Mass spectrometry (MS) probably represents the most important and versatile analytical tool for the qualitative and quantitative characterisation of matter in living and non-living systems. It is an indispensable tool for identifying unknown and determining known chemical compounds. Its impact is tremendous in both routine analyses like environmental, food, or clinical monitoring and research activities like proteomics and metabolomics, to name just a few examples. For such purposes, the dominating ionisation sources are surely electrospray ionisation (ESI), matrix-assisted laser desorption and ionisation (MALDI), and electron impact (EI) dedicated to the analysis of mostly organic compounds. Complementary to these techniques, elemental mass spectrometry often refers to ionisation sources that degrade any matter to its basic components, to the atoms and their corresponding ions. Although there are various possibilities to produce elemental ions, the primary source is an inductively coupled plasma (ICP). Since its first description in 1980, this technique (ICP-MS) has experienced enormous development in various aspects. Nowadays, extremely low detection limits are achievable for numerous elements of the periodic system of elements (in some cases down to pg L-1 levels). Potential spectral (isobaric and/or molecular) inferences can be controlled in a smart way (mainly by collision/reaction cell technologies) without significant loss of detection sensitivity. Together with its wide applicability in materials science, geochemistry, food control, and environmental science among others, ICP-MS has, therefore, matured into an indispensable analytical tool for trace and ultratrace determinations of multiple elements.

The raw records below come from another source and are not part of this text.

PR #1749, opened 2021-03-31
Extract tx publishing from watchers

t-bast:
Introduce a `TxPublisher` actor whose responsibility is to publish channel transactions (from funding to closing).
Move logic from `ZmqWatcher` to this new actor, with minimal functional changes.

This is best reviewed commit-by-commit:

- The first commit moves code from watcher to the tx-publisher (almost no functional change)
- The second commit slightly refactors tx publishing and uses `Commitments` instead of `TxSigningKit`
- The third commit adds a few tests around cltv and csv delays

In future PRs, we will refactor and enrich this `TxPublisher`.


eclair-core/src/main/scala/fr/acinq/eclair/channel/TxPublisher.scala
```diff
@@ -0,0 +1,418 @@
...
+        val nextBlockCount = nodeParams.currentBlockHeight + 1
+        val cltvDelayedTxs1 = cltvDelayedTxs + (nextBlockCount -> (cltvDelayedTxs.getOrElse(nextBlockCount, Seq.empty) :+ p))
+        run(cltvDelayedTxs1, csvDelayedTxs)
+    }
+
+  implicit val ec: ExecutionContext = ExecutionContext.global
+
+  // NOTE: we use a single thread to publish transactions so that it preserves order.
+  // CHANGING THIS WILL RESULT IN CONCURRENCY ISSUES WHILE PUBLISHING PARENT AND CHILD TXS!
+  val singleThreadExecutionContext = ExecutionContext.fromExecutor(Executors.newSingleThreadExecutor())
```
pm47, line 246: We can't create a thread per channel, this should be defined in the _companion object_. All transaction publication will be serialized, but it's okay, and that's how it is currently.

eclair-core/src/main/scala/fr/acinq/eclair/channel/TxPublisher.scala
```diff
@@ -0,0 +1,418 @@
...
+private class TxPublisher(nodeParams: NodeParams, watcher: akka.actor.ActorRef, client: ExtendedBitcoinClient, context: ActorContext[TxPublisher.Command]) {
+
+  import TxPublisher._
+
+  private case class TxWithRelativeDelay(childTx: PublishTx, parentTxIds: Set[ByteVector32])
+
+  val log = context.log
+  val keyManager = nodeParams.channelKeyManager
+  val feeEstimator = nodeParams.onChainFeeConf.feeEstimator
+  val feeTargets = nodeParams.onChainFeeConf.feeTargets
```
pm47, line 172:
```suggestion
  private val log = context.log
  private val keyManager = nodeParams.channelKeyManager
  private val feeEstimator = nodeParams.onChainFeeConf.feeEstimator
  private val feeTargets = nodeParams.onChainFeeConf.feeTargets
```

It feels weird to redefine those as `val`, I think `def` would be a better fit.

I would even go with:
```suggestion
  import context.log
  import nodeParams.{channelKeyManager => keyManager}
  import nodeParams.onChainFeeConf.feeEstimator
  import nodeParams.onChainFeeConf.feeTargets
```

eclair-core/src/main/scala/fr/acinq/eclair/channel/TxPublisher.scala
```diff
@@ -0,0 +1,418 @@
...
+ * This actor ensures its parent channel's on-chain transactions confirm in a timely manner.
+ * It sets the fees, tracks confirmation progress and bumps fees if necessary.
+ */
+object TxPublisher {
+
+  // @formatter:off
+  sealed trait Command
+  sealed trait PublishTx extends Command {
+    /** Actor that should receive a [[WatchEventConfirmed]] once the transaction has been confirmed. */
+    def replyTo: ActorRef[WatchEvent]
```
pm47, line 51: This field looks unused, maybe let's defer introducing it before it's really used? Also why doesn't it take a `WatchEventConfirmed`?

```suggestion
    def replyTo: ActorRef[WatchEventConfirmed]
```

pm47 (commented):
I don't really like 05111f86c3ccca652c9ed8fb3b3920c209759b96, but I see it's meant as an intermediate step.

What do you mean by?
> We also now publish the commit tx and its anchor tx independently.

eclair-core/src/main/scala/fr/acinq/eclair/channel/TxPublisher.scala
t-bast: Good catch

eclair-core/src/main/scala/fr/acinq/eclair/channel/TxPublisher.scala
t-bast: I figured it's a good practice to define it right from the start, but maybe it's worth waiting to actually use it indeed.

t-bast: Done in https://github.com/ACINQ/eclair/pull/1749/commits/d17b3d0ab1d33f504c04ad67a537b46649ee3230

eclair-core/src/main/scala/fr/acinq/eclair/channel/TxPublisher.scala
t-bast: Done in https://github.com/ACINQ/eclair/pull/1749/commits/d17b3d0ab1d33f504c04ad67a537b46649ee3230

eclair-core/src/main/scala/fr/acinq/eclair/channel/TxPublisher.scala
t-bast: Done in https://github.com/ACINQ/eclair/pull/1749/commits/d17b3d0ab1d33f504c04ad67a537b46649ee3230 except for `context.log` which somehow freezes the tests...?

t-bast:
> What do you mean by?
> > We also now publish the commit tx and its anchor tx independently.

What we previously had was a bit ugly: we sent one `PublishAsap` for the commit tx which in fact could end up publishing either only the commit tx or the commit tx and its anchor child, and it wasn't very intuitive what transaction the `txInfo` field referred to.

Now it is cleaner, we separate these into two messages.
We first call `PublishRawTx` with the commit tx, and then `SignAndPublishTx` with the anchor tx (where we check whether we really need to publish this or not depending on the current on-chain feerate).

eclair-core/src/main/scala/fr/acinq/eclair/channel/TxPublisher.scala
pm47: I don't think we should make `singleThreadExecutionContext` a class-wide implicit execution context, because it may be picked up by other unrelated asynchronous tasks and will generate deadlocks. Instead I would not make it an implicit, and have the callers reference it directly from the object, so it is very clear what operations are serialized. Note that in the previous implementation it was actually provided explicitly and still is:

```scala
  private def publish(tx: Transaction): Future[ByteVector32] = {
    client.publishTransaction(tx)(singleThreadExecutionContext).recoverWith {
      case t: Throwable =>
        log.error("cannot publish tx: reason={} txid={}", t.getMessage, tx.txid)
        Future.failed(t)
    }
  }
```

eclair-core/src/main/scala/fr/acinq/eclair/channel/TxPublisher.scala
```diff
@@ -0,0 +1,413 @@
...
+
+  // NOTE: we use a single thread to publish transactions so that it preserves order.
+  // CHANGING THIS WILL RESULT IN CONCURRENCY ISSUES WHILE PUBLISHING PARENT AND CHILD TXS!
+  val singleThreadExecutionContext = ExecutionContext.fromExecutor(Executors.newSingleThreadExecutor())
+
+  def apply(nodeParams: NodeParams, watcher: akka.actor.ActorRef, client: ExtendedBitcoinClient): Behavior[Command] =
+    Behaviors.setup { context =>
+      context.system.eventStream ! EventStream.Subscribe(context.messageAdapter[CurrentBlockCount](cbc => WrappedCurrentBlockCount(cbc.blockCount)))
+      new TxPublisher(nodeParams, watcher, client, context)(singleThreadExecutionContext).run(SortedMap.empty, Map.empty)
+    }
```
pm47, line 74: One of the great advantages of making this publisher a child of the channel is that we can now contextualize all logs with an MDC, which is awesome for debugging. Here it would be `nodeId` and `channelId`.

Here is an example:
https://github.com/ACINQ/eclair/blob/master/eclair-core/src/main/scala/fr/acinq/eclair/payment/relay/ChannelRelay.scala#L53-L59

eclair-core/src/main/scala/fr/acinq/eclair/channel/TxPublisher.scala
t-bast: It feels a bit dangerous because we can easily forget to use it on one of the calls that require it (and only code review catches that).
Maybe if we force *all* calls to explicitly specify their execution context (no implicit global execution context as we had in previous `ZmqWatcher`) then it's better, I'll try that.

pm47: > we can easily forget to use it on one of the calls that require it

If there is no implicit execution context it won't compile. However I share the concern, maybe we could go with another architecture that prevents foot guns.

eclair-core/src/main/scala/fr/acinq/eclair/channel/TxPublisher.scala
t-bast: It's unfortunately not that simple due to the complexity of the `Channel` initialization...
We don't have the `channelId` available easily.

eclair-core/src/main/scala/fr/acinq/eclair/channel/TxPublisher.scala
t-bast: I simplified this in https://github.com/ACINQ/eclair/pull/1749/commits/989baaa254dc370d2369619a2efa00de534f9bb7
There's only one place where we call `client.publishTransaction` now and it's where we explicitly use the `singleThreadExecutionContext`.

Unless I'm missing something, I believe the only case where tx ordering matters is for the commit tx, that needs to be published first. There is not parent-child dependency elsewhere since we now publish htlc 3rd-stage txs only once htlc-txs are confirmed. Maybe we can do something more clever in the future where we special case the commit tx somehow and wait for it to be in the mempool before publishing other txs, TBD.

eclair-core/src/main/scala/fr/acinq/eclair/channel/TxPublisher.scala
```diff
@@ -0,0 +1,413 @@
...
+            log.error("cannot publish tx: reason={} input={}:{} txid={}", t.getMessage, txInfo.input.outPoint.txid, txInfo.input.outPoint.index, p.tx.txid)
+            Future.failed(t)
+        }
+      case PublishRawTx(tx) =>
+        log.info("publishing tx: txid={} tx={}", tx.txid, tx)
+        publish(tx)
+    }
+  }
+
+  private def publish(tx: Transaction): Future[ByteVector32] = {
```
pm47, line 269:
```suggestion
  /**
   * This method uses a single thread to publish transactions so that it preserves the order of publication.
   * We need that to prevent concurrency issues while publishing parent and child transactions.
   */
  private def publish(tx: Transaction): Future[ByteVector32] = {
```

eclair-core/src/main/scala/fr/acinq/eclair/channel/TxPublisher.scala
pm47: We could also use the `pipeTo` pattern and maintain a publication queue in the actor state, so we don't rely on a single thread, which is kind of hacky.

> Unless I'm missing something, I believe the only case where tx ordering matters is for the commit tx, that needs to be published first.

I'm embarrassed to say I can't tell where the ordering is required. Our 2nd stage transactions are delayed relative to the commit tx, so there shouldn't be a problem either. 🤔

t-bast: > We could also use the pipeTo pattern and maintain a publication queue in the actor state, so we don't rely on a single thread, which is kind of hacky.

I'll keep that in mind in a future PR where I'll make the tx publishing logic more modular (in particular to cleanly unlock utxos in case of failures), we may have an opportunity to improve that then.

> I'm embarrassed to say I can't tell where the ordering is required. Our 2nd stage transactions are delayed relative to the commit tx

The only cases where I think it could matter are:

- spending the anchor (which obviously needs the commit tx to be in the mempool)
- HTLC txs with the default commitment format (they don't have a csv 1, they can be in the same block as the commit tx)

eclair-core/src/main/scala/fr/acinq/eclair/channel/TxPublisher.scala
t-bast: Done in https://github.com/ACINQ/eclair/pull/1749/commits/515c2fa945eae1872d70af7c418e9ada6e521090

eclair-core/src/main/scala/fr/acinq/eclair/channel/TxPublisher.scala
t-bast: Done in https://github.com/ACINQ/eclair/pull/1749/commits/7239391f41248f24cc9d1d9933713ba76e7bdda9
It seems to work fine!

t-bast:
I added the `desc` field to `TransactionWithInputInfo` in https://github.com/ACINQ/eclair/pull/1749/commits/ee40547c48e9dafb1aac68b226ad3091029fdf18

This is something we had already discussed during #1728, I think it's worth doing (and the new `HtlcDelayedTx` type removes the ambiguity between the main output and 3rd-stage htlc outputs).

We still need to repeat these `desc` in `generateTx` in `Helpers.scala` because we want to handle `TxGenerationSkipped` cases. I think it's ok. I toyed with the idea of putting the `desc` field in companion objects of each `TransactionWithInputInfo` to have a static value, but it isn't very elegant and produces more code, so I kept the small string duplication instead.

Let me know what you think @pm47, I think it will make the logs much easier to analyze.

eclair-core/src/main/scala/fr/acinq/eclair/channel/TxPublisher.scala
pm47: Doh! Htlcs txs are _not_ delayed relative to the commitment tx. Their _outputs_ are! Updated my comment.

t-bast:
> Most definitely. I submitted two additions on branch tx-publisher-pm. The duplication in Helpers.scala is still itching though!

I applied the first one, but I find the second one over-engineered to be honest.
I'd rather keep that duplication for now.

In order to automatically to CPFP on funding txs, we will re-work part of the `PublishRawTx`, and we'll have an opportunity to improve it then depending on what data changes are required to make that CPFP work.

pm47:
I knew you'd say that!

pm47 (approved):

The present topical collection on Elemental Mass Spectrometry on Bioanalysis covers in total 24 contributions that reflect actual research and exciting tendencies on this topic. It represents a stimulating mixture of two trend articles, four critical reviews, three short communications, and 15 original articles. Even more exciting is the huge variety of scientific aspects and applications that have been covered. Sample preparation strategies for the determination of total elemental concentration have been highlighted in four articles. In this regard, also quality control aspects have been covered for the determination of rare earth and other less studied elements in reference materials. Total elemental analysis was also combined with biological techniques in order to study in vitro the degeneration in the retinal pigment epithelium. Elemental speciation—referring to the discrimination and determination of different compounds containing the same element—still represents high importance in the field of elemental mass spectrometry. Various contributions cover this topic with a focus on elements like arsenic, selenium, and technetium by the combination of liquid chromatography and ICP-MS. Furthermore, the complementary use of ESI- and ICP-MS gave insights into the metalation of thioredoxin by Au(I) therapeutic compounds. This investigation also links to another important topic that is covered within the collection: determination of biomolecules like proteins by ICP-MS techniques. In total, five research articles and reviews describe the usefulness of different quantitative methodologies to tackle such analytical challenges. Together with solid sampling techniques like laser ablation coupled to ICP-MS (LA-ICP-MS), both trace elements (even with a one-point calibration) and target proteins using labelled antibodies were quantitatively accessible. Imaging LA-ICP-MS was revealed as an important technique to explore detailed processes during bacterial infection, although some sample handling techniques—as shown in another study—were found to have a potential influence on the elemental concentrations and distributions in tissue sections.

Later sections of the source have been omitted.